Data for the task: Begin

PR #2870, opened 2020-05-05
Pagination API

iilyak:
## Overview

This PR implements a pagination API proposed in [RFC](https://github.com/apache/couchdb-documentation/pull/530).

## Testing recommendations

Running `make check` should be sufficient.

You can also test manually using:

```
# run test
make eunit apps=couch_mrview tests=check_completion_test
make exunit tests=src/chttpd/test/exunit/pagination_test.exs
# create database
curl -u adm:pass -X PUT "http://127.0.0.1:15984/test"
# create documents
curl -u adm:pass -X PUT "http://127.0.0.1:15984/test/foo" -d '{"value": "foo"}' | jq '.'
curl -u adm:pass -X PUT "http://127.0.0.1:15984/test/bar" -d '{"value": "bar"}' | jq '.'
curl -u adm:pass -X PUT "http://127.0.0.1:15984/test/baz" -d '{"value": "baz"}' | jq '.'
# query without pagination API
curl -u adm:pass "http://127.0.0.1:15984/test/_all_docs" | jq '.'
curl -u adm:pass "http://127.0.0.1:15984/test/_all_docs?limit=1" | jq '.'
curl -u adm:pass "http://127.0.0.1:15984/test/_all_docs?keys=%5B%22foo%22%2C%20%22bar%22%5D" | jq '.'
curl -u adm:pass "http://127.0.0.1:15984/test/_all_docs?limit=1&discending=true" | jq '.'
curl -u adm:pass "http://127.0.0.1:15984/test/_all_docs?limit=1&start_key=%22bar%22" | jq '.'
curl -u adm:pass "http://127.0.0.1:15984/test/_all_docs?limit=1&startkey_docid=%22doc1%22" | jq '.'
# query using pagination API
curl -u adm:pass "http://127.0.0.1:15984/test/_all_docs?page_size=1" | jq '.'
curl -u adm:pass "http://127.0.0.1:15984/test/_all_docs?bookmark={bookmark}" | jq '.'
curl -u adm:pass "http://127.0.0.1:15984/test/_all_docs?keys=%5B%22foo%22%2C%20%22bar%22%5D&page_size=1" | jq '.'
curl -u adm:pass "http://127.0.0.1:15984/test/_all_docs?bookmark={bookmark}" | jq '.'
curl -u adm:pass "http://127.0.0.1:15984/test/_all_docs?page_size=1&discending=true" | jq '.'
curl -u adm:pass "http://127.0.0.1:15984/test/_all_docs?bookmark={bookmark}" | jq '.'
curl -u adm:pass "http://127.0.0.1:15984/test/_all_docs?page_size=1&start_key=%22bar%22" | jq '.'
curl -u adm:pass "http://127.0.0.1:15984/test/_all_docs?bookmark={bookmark}" | jq '.'
curl -u adm:pass "http://127.0.0.1:15984/test/_all_docs?page_size=1&startkey_docid=%22doc1%22" | jq '.'
curl -u adm:pass "http://127.0.0.1:15984/test/_all_docs?bookmark={bookmark}" | jq '.'
```

- [RFC](https://github.com/apache/couchdb-documentation/pull/530)

## Checklist

### DIFF
--- a/src/chttpd/src/chttpd_db.erl
+++ b/src/chttpd/src/chttpd_db.erl
@@ -831,10 +831,10 @@ multi_all_docs_view(Req, Db, OP, Queries) ->
         prepend = "\r\n"
     },
     VAcc1 = lists:foldl(fun
-        (#mrargs{keys = undefined} = Args, Acc0) ->
-            send_all_docs(Db, Args, Acc0);
-        (#mrargs{keys = Keys} = Args, Acc0) when is_list(Keys) ->
-            Acc1 = send_all_docs_keys(Db, Args, Acc0),
+        (#mrargs{keys = undefined} = ArgsIn, Acc0) ->
+            send_all_docs(Db, ArgsIn, Acc0);
+        (#mrargs{keys = Keys} = ArgsIn, Acc0) when is_list(Keys) ->
+            Acc1 = send_all_docs_keys(Db, ArgsIn, Acc0),
             {ok, Acc2} = view_cb(complete, Acc1),
             Acc2
     end, VAcc0, ArgQueries),
--- a/src/chttpd/src/chttpd_db.erl
+++ b/src/chttpd/src/chttpd_db.erl
@@ -812,14 +812,20 @@ db_req(#httpd{path_parts=[_, DocId | FileNameParts]}=Req, Db) ->
     db_attachment_req(Req, Db, DocId, FileNameParts).
 
 multi_all_docs_view(Req, Db, OP, Queries) ->
-    Args0 = couch_mrview_http:parse_params(Req, undefined),
+    Args = couch_views_http:parse_params(Req, undefined),
+    case couch_views_util:is_paginated(Args) of
+        false ->
+            stream_multi_all_docs_view(Req, Db, OP, Args, Queries);
+        true ->
+            paginate_multi_all_docs_view(Req, Db, OP, Args, Queries)
+    end.
+
+
+stream_multi_all_docs_view(Req, Db, OP, Args0, Queries) ->
     Args1 = Args0#mrargs{view_type=map},
-    ArgQueries = lists:map(fun({Query}) ->
-        QueryArg1 = couch_mrview_http:parse_params(Query, undefined,
-            Args1, [decoded]),
-        QueryArgs2 = couch_views_util:validate_args(QueryArg1),
-        set_namespace(OP, QueryArgs2)
-    end, Queries),
+    ArgQueries = chttpd_view:parse_queries(Req, Args1, Queries, fun(QArgs) ->
+        set_namespace(OP, QArgs)
+    end),
     Max = chttpd:chunked_response_buffer_size(),
     First = "{\"results\":[",
     {ok, Resp0} = chttpd:start_delayed_json_response(Req, 200, [], First),
@@ -842,8 +848,34 @@ multi_all_docs_view(Req, Db, OP, Queries) ->
     chttpd:end_delayed_json_response(Resp1).
 
 
+paginate_multi_all_docs_view(Req, Db, OP, Args0, Queries) ->
+    Args1 = Args0#mrargs{view_type=map},
+    ArgQueries = chttpd_view:parse_queries(Req, Args1, Queries, fun(QArgs) ->
+        set_namespace(OP, QArgs)
+    end),
+    KeyFun = fun({Props}) -> couch_util:get_value(id, Props) end,
+    #mrargs{page_size = PageSize} = Args0,
+    #httpd{path_parts = Parts} = Req,
+    UpdateSeq = fabric2_db:get_update_seq(Db),
+    EtagTerm = {Parts, UpdateSeq, Args0},
+    Response = couch_views_http:paginated(
+        Req, EtagTerm, PageSize, ArgQueries, KeyFun,
+        fun(Args) ->
+            all_docs_paginated_cb(Db, Args)
+        end),
+    chttpd:send_json(Req, Response).
+
+
 all_docs_view(Req, Db, Keys, OP) ->
-    Args0 = couch_mrview_http:parse_body_and_query(Req, Keys),
+    Args = couch_views_http:parse_body_and_query(Req, Keys),
+    case couch_views_util:is_paginated(Args) of
+        false ->
+            stream_all_docs_view(Req, Db, Args, OP);
+        true ->
+            paginate_all_docs_view(Req, Db, Args, OP)
+    end.
+
+stream_all_docs_view(Req, Db, Args0, OP) ->
     Args1 = Args0#mrargs{view_type=map},
     Args2 = couch_views_util:validate_args(Args1),
     Args3 = set_namespace(OP, Args2),
@@ -864,14 +896,45 @@ all_docs_view(Req, Db, Keys, OP) ->
     end.
 
 
+paginate_all_docs_view(Req, Db, Args0, OP) ->
+    Args1 = Args0#mrargs{view_type=map},
+    Args2 = chttpd_view:validate_args(Req, Args1),
+    Args3 = set_namespace(OP, Args2),
+    KeyFun = fun({Props}) -> couch_util:get_value(id, Props) end,
+    #httpd{path_parts = Parts} = Req,
+    UpdateSeq = fabric2_db:get_update_seq(Db),
+    EtagTerm = {Parts, UpdateSeq, Args3},
+    Response = couch_views_http:paginated(
+        Req, EtagTerm, Args3, KeyFun,
+        fun(Args) ->
+            all_docs_paginated_cb(Db, Args)
+        end),
+    chttpd:send_json(Req, Response).
+
+
+all_docs_paginated_cb(Db, Args) ->
+    #vacc{meta=MetaMap, buffer=Items} = case Args#mrargs.keys of
+        undefined ->
+            send_all_docs(Db, Args, #vacc{paginated=true});
+        Keys when is_list(Keys) ->
+            send_all_docs_keys(Db, Args, #vacc{paginated=true})
+    end,
+    {MetaMap, Items}.
+
+
 send_all_docs(Db, #mrargs{keys = undefined} = Args, VAcc0) ->
     Opts0 = fabric2_util:all_docs_view_opts(Args),
-    Opts = Opts0 ++ [{restart_tx, true}],
-    NS = couch_util:get_value(namespace, Opts),
+    NS = couch_util:get_value(namespace, Opts0),
     FoldFun = case NS of
         <<"_all_docs">> -> fold_docs;
         <<"_design">> -> fold_design_docs;
         <<"_local">> -> fold_local_docs
+    end,
+    Opts = case couch_views_util:is_paginated(Args) of
+        false ->
+            Opts0 ++ [{restart_tx, true}];
+        true ->
+            Opts0
     end,
     ViewCb = fun view_cb/2,
     Acc = {iter, Db, Args, VAcc0},
@@ -980,25 +1043,15 @@ view_cb({row, Row}, {iter, Db, Args, VAcc}) ->
             Row
     end,
     chttpd_stats:incr_rows(),
-    {Go, NewVAcc} = couch_mrview_http:view_cb({row, NewRow}, VAcc),
+    {Go, NewVAcc} = couch_views_http:view_cb({row, NewRow}, VAcc),
     {Go, {iter, Db, Args, NewVAcc}};
 
 view_cb(Msg, {iter, Db, Args, VAcc}) ->
-    {Go, NewVAcc} = couch_mrview_http:view_cb(Msg, VAcc),
+    {Go, NewVAcc} = couch_views_http:view_cb(Msg, VAcc),
     {Go, {iter, Db, Args, NewVAcc}};
 
-view_cb({row, Row} = Msg, Acc) ->
-    case lists:keymember(doc, 1, Row) of
-        true ->
-            chttpd_stats:incr_reads();
-        false ->
-            ok
-    end,
-    chttpd_stats:incr_rows(),
-    couch_mrview_http:view_cb(Msg, Acc);
-
 view_cb(Msg, Acc) ->
-    couch_mrview_http:view_cb(Msg, Acc).
+    couch_views_http:view_cb(Msg, Acc).
 
 db_doc_req(#httpd{method='DELETE'}=Req, Db, DocId) ->
     % check for the existence of the doc to handle the 404 case.
--- a/src/chttpd/test/exunit/pagination_test.exs
+++ b/src/chttpd/test/exunit/pagination_test.exs
@@ -68,6 +68,52 @@ defmodule Couch.Test.Pagination do
     %{view_name: "all", ddoc_id: ddoc_id}
   end
 
+  defp all_docs(context) do
+    assert Map.has_key?(context, :page_size), "Please define '@describetag page_size: 4'"
+
+    assert Map.has_key?(context, :descending),
+           "Please define '@describetag descending: false'"
+
+    resp =
+      Couch.Session.get(context.session, "/#{context.db_name}/_all_docs",
+        query: %{page_size: context.page_size, descending: context.descending}
+      )
+
+    assert resp.status_code == 200, "got error #{inspect(resp.body)}"
+
+    %{
+      response: resp.body
+    }
+  end
+
+  defp paginate(context) do
+    if Map.has_key?(context.response, "next") do
+      bookmark = context.response["next"]
+      pages = Map.get(context, :pages, [context.response])
+      assert length(pages) < div(context.n_docs, context.page_size) + 1
+
+      resp =
+        Couch.Session.get(context.session, "/#{context.db_name}/_all_docs",
+          query: %{bookmark: bookmark}
+        )
+
+      context =
+        Map.merge(context, %{
+          pages: [resp.body | pages],
+          response: resp.body
+        })
+
+      paginate(context)
+    else
+      context =
+        Map.update(context, :pages, [], fn acc ->
+          Enum.reverse(acc)
+        end)
+
+      context
+    end
+  end
+
   def create_db(session, db_name, opts \\ []) do
     retry_until(fn ->
       resp = Couch.Session.put(session, "/#{db_name}", opts)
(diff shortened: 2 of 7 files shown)


iilyak:
The `previous` page is not yet implemented.

iilyak:
I'll rename `bookmark` key into `next` (as per RFC) in one of the commits to follow. Also `prev` wouldn't be implemented in this PR and would be added latter.

src/chttpd/src/chttpd_db.erl
```diff
@@ -839,58 +843,81 @@ multi_all_docs_view(Req, Db, OP, Queries) ->
...
+    IsPaginated = couch_mrview_http:is_paginated(Args),
+    {ViewCb, Opts, Acc1} = case IsPaginated of
+        false ->
+            {
+                fun streaming_cb/2,
+                Opts0 ++ [{restart_tx, true}],
+                {iter, Db, Args, Acc0}
+            };
+        true ->
+            {fun paginated_cb/2, Opts0, {iter, Db, Args, Acc0}}
```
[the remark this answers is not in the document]
iilyak: the formatting style for Elixir code is automatic and done via `mix format <file>` in order to satisfy credo linter. I'll try and see if `mix format` would override my change.

src/chttpd/test/exunit/pagination_test.exs
```diff
@@ -0,0 +1,255 @@
+defmodule Couch.Test.Pagination do
+  use ExUnit.Case
+  import Couch.DBTest, only: [retry_until: 1]
+  alias Couch.DBTest, as: Utils
```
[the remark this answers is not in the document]
iilyak: I was not sure how compete our test coverage in the aspects I wanted to make sure work after refactoring. I can remove legacy API tests if you prefer.

iilyak:
Not implemented parts of the spec are:
- `first`/`previous` bookamarks are missing
- return 400 when we reach max limit for streaming replies (It is unclear how to implement it yet)

src/chttpd/test/exunit/pagination_test.exs
```diff
@@ -657,4 +657,278 @@ defmodule Couch.Test.Pagination do
...
+              "/#{ctx.db_name}/_design/#{ctx.ddoc_id}/_view/#{ctx.view_name}",
+              query: %{page_size: ctx.page_size, descending: ctx.descending}
+            )
+
+          assert resp.status_code == 200
+          body = resp.body
+          assert body["total_rows"] == length(body["rows"])
+        end
+
+        test "total_rows matches the requested page_size", ctx do
```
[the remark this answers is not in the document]
iilyak: How strong do you feel about it?

src/chttpd/src/chttpd_db.erl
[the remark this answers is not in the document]
iilyak: fixed

src/chttpd/src/chttpd_db.erl
```diff
@@ -839,58 +843,81 @@ multi_all_docs_view(Req, Db, OP, Queries) ->
...
+    IsPaginated = couch_mrview_http:is_paginated(Args),
     Meta = case Args#mrargs.update_seq of
         true ->
             UpdateSeq = fabric2_db:get_update_seq(Db),
             [{update_seq, UpdateSeq}];
         false ->
             []
     end ++ [{total, TotalRows}, {offset, null}],
-    {ok, VAcc1} = streaming_cb({meta, Meta}, VAcc0),
+    {ok, Acc1} = case IsPaginated of
```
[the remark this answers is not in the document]
iilyak: fixed

iilyak:
I am not sure where to open a documentation update PR. We don't have FDB releated integration branch on https://github.com/apache/couchdb-documentation

garrensmith:
@iilyak I think we can do the documentation PR later once we closer to CouchDB 4.x release

src/couch_mrview/src/couch_mrview_http.erl
```diff
@@ -380,22 +389,49 @@ view_cb({meta, Meta}, #vacc{meta_sent=false, row_sent=false}=Acc) ->
...
+            {total, _Value} ->
+                %% We set total_rows elsewere
+                Acc;
+            {Key, null} ->
+                maps:put(
+                    list_to_binary(atom_to_list(Key)), <<"null">>, Acc);
+            {Key, Value} ->
+                maps:put(list_to_binary(atom_to_list(Key)), Value, Acc)
+            end
+        end, #{}, Meta),
```
davisp, line 431: Indents are wrong on these two lines.

src/couch_mrview/src/couch_mrview_http.erl
```diff
@@ -380,22 +389,49 @@ view_cb({meta, Meta}, #vacc{meta_sent=false, row_sent=false}=Acc) ->
...
+    MetaMap = lists:foldl(fun(MetaData, Acc) ->
+        case MetaData of
+            {_Key, undefined} ->
+                Acc;
+            {total, _Value} ->
+                %% We set total_rows elsewere
+                Acc;
+            {Key, null} ->
+                maps:put(
+                    list_to_binary(atom_to_list(Key)), <<"null">>, Acc);
```
davisp, line 427: You're converting a `null` to `"null"` here which seems wrong. That is to say, you've gone from the `null` terminal type, to a string with the letters null.

src/couch_mrview/src/couch_mrview_http.erl
```diff
@@ -467,7 +503,13 @@ parse_params(Props, Keys) ->
 parse_params(Props, Keys, Args) ->
     parse_params(Props, Keys, Args, []).
 
+parse_params([{"bookmark", Bookmark}], _Keys, #mrargs{}, _Options) ->
+    bookmark_decode(Bookmark);
+
 parse_params(Props, Keys, #mrargs{}=Args0, Options) ->
+    Bookmark = couch_util:get_value("bookmark", Props, nil),
+    Bookmark == nil
+        orelse throw({error, "Cannot use bookmark with other options"}),
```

Data for the task: End

What to do =>
Show all of the lines above in which "davisp" is present.

Result for this exercise =>
davisp, line 431: Indents are wrong on these two lines.
davisp, line 427: You're converting a `null` to `"null"` here which seems wrong. That is to say, you've gone from the `null` terminal type, to a string with the letters null.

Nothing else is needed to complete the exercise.